Stiftung Warentest untersuchte für die Dezemberausgabe ihrer Zeitschrift 30 exemplarische ausgewählte Kuscheltiere im Labor. Getestet wurde auf Sicherheit und Schadstoffbelastung. Das Ergebnis: Gerade einmal acht Kuscheltiere sind empfehlenswert, nur eines der Tiere (ein Hase für 60 Euro) bestand mit der Bestnote 1,0. Etwa zwei Drittel (21 der Plüschtiere) erhielten nur ein „mangelhaft“.

Krebserregende Schadstoffe in Kuscheltieren

Besonders erschreckend: 19 der getesteten Kuscheltiere enthielten Schadstoffe, welchen eine krebserzeugende Wirkung nachgesagt wird.

13 Kuscheltiere waren mit dem krebserregenden PAK Chrysen verunreinigt. Dieser Schadstoff gelangt über verunreinigte Weichmacheröle oder Farb­stoff­mischungen in Spielzeuge. Stiftung Warentest untersuchte bereits 2010 Plüschtiere auf den Stoff – auch damals waren 13 von 15 Tieren mit PAK belastet. Sogar nach mehrmaligem Waschen im Test veränderte sich die Schadstoff-Menge kaum.

Teddybären

Stiftung Warentest testete nach dem PAK-Grenzwert 0,2 mg/kg – dieser gilt für Spielzeuge, die mit dem freiwilligen GS-Zeichen für Geprüfte Sicherheit gekennzeichnet sind. Warentest erklärt: „Aus Gründen der Vorsorge haben wir nach den strengen Vorgaben des GS-Zeichens bewertet. Dass es möglich ist, sie einzuhalten, zeigen nicht zuletzt die acht empfehlenswerten Kuscheltiere“.

Sieben der untersuchten Plüschtiere enthielten das vermutlich krebserzeugende Naphtalin – und das „in deutlichen Mengen“. Auch Phthalate (Weichmacher), die sich auf die Fortpflanzungsfähigkeit auswirken können, fand man in zwei Kuscheltieren.

Problematisch: Die Schadstoffe lassen sich nicht sehen und nur selten riechen und können nur im Labor nachgewiesen werden.

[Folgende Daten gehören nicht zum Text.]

PR #997, opened 2020-01-02
ctype size optimization

IrgendwerA8:
Like discussed, here my changes for the ctype handling.
Some remarks:
Saving is about 100 bytes in typical use case. When ctype functions are used extensively (like in the unit test) more than 170 bytes are saved.
Currently I'm not content with the stricmp, strnicmp and atoi functions I had to adapt. I will try improving them in the future (whenever that may be) - but I think the changes to ctype are already now of "some use".


asminc/ctypetable.inc
```diff
@@ -0,0 +1,48 @@
...
+;
+; See "LICENSE" file for legal information.
+;
+; Data covering all possible combinations of character flags for target specific definition
+;
+
+.include	"ctype.inc"
+.export		__ctype
+
+; This data is a table of possible ctype combinations, possible during
```
dmsc: possible during what?

asminc/ctypetable.inc
```diff
@@ -0,0 +1,48 @@
...
+ct_lower:				.byte CT_LOWER
+ct_upper:				.byte CT_UPPER
+ct_digit_xdigit:		.byte CT_DIGIT | CT_XDIGIT
+ct_lower_xdigit:		.byte CT_LOWER | CT_XDIGIT
+ct_upper_xdigit:		.byte CT_UPPER | CT_XDIGIT
+ct_ctrl:				.byte CT_CTRL
+ct_ws:					.byte CT_OTHER_WS
+ct_ctrl_ws:				.byte CT_CTRL | CT_OTHER_WS
+ct_space_spacetab:		.byte CT_SPACE | CT_SPACE_TAB
+ct_ctrl_ws_spacetab:	.byte CT_CTRL | CT_OTHER_WS | CT_SPACE_TAB
```
dmsc: Looking at the isspace / isblank code, do we need CT_OTHER_WS?
As the only place used is on "isspace", and there is used as (CT_SPACE | CT_OTHER_WS), imho, one flag should be enough.

libsrc/common/atoi.s
```diff
@@ -54,9 +54,9 @@ L3:     iny
 L5:     stx     tmp1            ; remember sign flag
 
 L6:     lda     (ptr1),y        ; get next char
-        tax
-        lda     __ctype,x       ; get character classification
-        and     #$04            ; digit?
+                                ; get character classification
+        jsr     ctype_preprocessor_no_check
+        and     #CT_DIGIT       ; digit?
```
dmsc: This code uses "ctype" here, but bellow it assumes a digit is '0' to '9' (see the sbc #'0' at line 94), so it would be smaller (and faster) to simply " sbc #'0' / cmp #'9' "

libsrc/common/isascii.s
```diff
@@ -0,0 +1,27 @@
...
+; int isascii (int c);
+;
+
+        .export         _isascii
+
+_isascii:
+        cpx     #$00            ; Char range ok?
+        bne     @L1             ; Jump if no
+
+        tay
```
dmsc: This is smaller and should be equivalent:
`  ASL
   TXA
   BNE @L1
   ADC #$FF
   RTS
  `

IrgendwerA8: Saved another byte:

`
_isascii:
        asl		a				; high-bit to carry
        txa 					        ; check range of input param
        beq		@L1			; out-of bounds?
        ldx		#$00			; yes, prepare returning of 'false'
        sec						; (will result in '0' due to next adc)
@L1:    adc 	#$FF			; calculate return value based on carry
        rts
`

libsrc/common/strupper.s
```diff
@@ -25,11 +24,10 @@ _strupr:
...
 loop:   lda     (ptr1),y        ; get character
         beq     L9              ; jump if done
-        tax
-        lda     __ctype,x       ; get character classification
+        jsr     ctype_preprocessor_no_check 
         and     #CT_LOWER       ; lower case char?
         beq     L1              ; jump if no
-        txa                     ; get character back into accu
+        lda     (ptr1),y        ; fetch character again
         clc
```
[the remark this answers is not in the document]
dmsc: Note that there is also the special case when `('A'-'a') = $20` (most ASCII based charsets), there you could set CT_LOWER to $20 and simply do:

```
    jsr ctype_preprocessor_no_check
    and #CT_LOWER
    eor (ptr1), y
    sta (ptr1), y 

```
This is 5 bytes smaller, but I don't know if it is worth.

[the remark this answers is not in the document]
IrgendwerA8: On the CBM target, 'A' is 193, while 'a' is 65 (at least looking at the CBM ctype map, I'm not that familiar with that target).
While I like your solution, I think making this code target dependent isn't worth the hassle...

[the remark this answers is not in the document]
greg-king5: > On the CBM target, 'A' is 193, while 'a' is 65 (at least looking at the CBM ctype map, I'm not that familiar with that target).

Yes.  `lda #<('A'-'a')` is the same as `lda #$80`.  The idea is that the SHIFT-key sets the high bit in the character code.

asminc/ctype.inc
```diff
@@ -1,12 +1,14 @@
+; ctype.inc
 ;
-; Definitions for the character type tables
+; This file is part of
+; cc65 - a freeware C compiler for 6502 based systems
 ;
-; Ullrich von Bassewitz, 08.09.2001
```
spiro-trikaliotis: Is this file a complete replacement for the original one?
Personally, I always have problems removing a person from the Copyright notice in a file. Even if I change the header, I leave the original name there, to avoid any problems.

libsrc/common/atoi.s
IrgendwerA8: Not sure if I understand this.
You propose to change:
```
         jsr     ctype_preprocessor_no_check
        and     #CT_DIGIT       ; digit?
        beq     L8              ; done
```
to
```
        sbc     #'0'
        cmp     #'9'
```
I guess a 'clc' before 'sbc' is needed, so that a 'bcs L8' after the cmp would work?

asminc/ctypetable.inc
IrgendwerA8: Seems that you are right.
I would change `CT_OTHER_WS` to 'CT_WHITESPACE' and remove the 'CT_SPACE' definition.
Comments?

libsrc/common/atoi.s
greg-king5: @dmsc is saying that `atoi()` didn't need to use the `isdigit()` function, at all!  There's a much simpler way to validate the input string:  get the next character, convert it to binary, then check the binary range.  If the value is 10 or greater, then the character wasn't a digit; `atoi()` has finished scanning the string.  If the value isn't 10 or greater, then save it in .X, multiply the running total by ten, add the saved value, and continue.

asminc/ctypetable.inc
IrgendwerA8: Had a second look. As this change wouldn't save a single byte (all entries in the ctype-table would be still in use) and `CT_CTRL_SPACE` and `CT_NOT_PUNCT` definition use `CT_SPACE` (in `isgraph()` and `ispunct()`) but not `CT_OTHER_WS` I won't touch the current state.

libsrc/common/atoi.s
IrgendwerA8: Changed and 4 bytes saved.

asminc/ctype.inc
IrgendwerA8: Changed, yes it's better to preserve the information.

IrgendwerA8:
Anything missing that prevents the integration?

oliverschmidt:
It seems that I haven't followed the discussion closely enough, sorry :-(

Is there anybody appealing against the merge?

IrgendwerA8:
Done.

libsrc/common/ctype.s
```diff
@@ -0,0 +1,92 @@
+; ctype.s
+;
+; This file is part of
+; cc65 - a freeware C compiler for 6502 based systems
+;
+; https://cc65.github.io
+;
+; See "LICENSE" file for legal information.
+;
+; Character specification table, matching serveral consoles.
```
oliverschmidt: as far as I know the 'c' in ctype stands for 'character', not for 'console'. So I'm wondering where the term 'console' comes from. In case you refer to the game consoles supported by cc65 I'd prefer 'machines' or 'targets'.

libsrc/common/isascii.s
```diff
@@ -0,0 +1,24 @@
+; isascii.s
```
oliverschmidt: One more file with tab chars...

libsrc/atari2600/ctype.s
```diff
@@ -1,162 +1,5 @@
-;
-; Ullrich von Bassewitz, 2003-10-10
-;
 ; Character specification table.
 ;
+; uses the "common" definition
```
oliverschmidt: I thought this "include pattern" could be replaced by that "vpath shadowing pattern". Could you please elaborate why it doesn't work here (and for the other files using the same pattern)?

libsrc/common/ctype.s
IrgendwerA8: Contrary to the ctype_common.inc (also machines/targets), this source file fits mainly to game consoles (yes, and the Apple2).

libsrc/atari2600/ctype.s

Mangelnde Sicherheit bei Kuscheltieren

Bei drei der untersuchten Plüschtiere ließen sich die Nähte so leicht auflösen, dass Kleinkinder die Füllung ohne Probleme herausnehmen und verschlucken könnten.

Bei diesen Produkten – von zwei namhaften Herstellern und einer großen Kaufhauskette – informierte die Stiftung Warentest die jeweiligen Hersteller und die Aufsichtsbehörden.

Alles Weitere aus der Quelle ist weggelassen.